# YOUR OBJECTIVE:
Using the data beneath, show every line that includes the word "inplace".

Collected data
PR #820, opened 2025-09-11
Fix llm-compressor export

Kaihui-intel:
add inplace & return model for llmcompressor export

### DIFF
--- a/auto_round/export/export_to_llmcompressor/export.py
+++ b/auto_round/export/export_to_llmcompressor/export.py
@@ -80,9 +80,9 @@ def save_quantized_as_llmcompressor(output_dir: str, inplace: bool = True, **kwa
     """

# RESPONSE AREA:
add inplace & return model for llmcompressor export
@@ -80,9 +80,9 @@ def save_quantized_as_llmcompressor(output_dir: str, inplace: bool = True, **kwa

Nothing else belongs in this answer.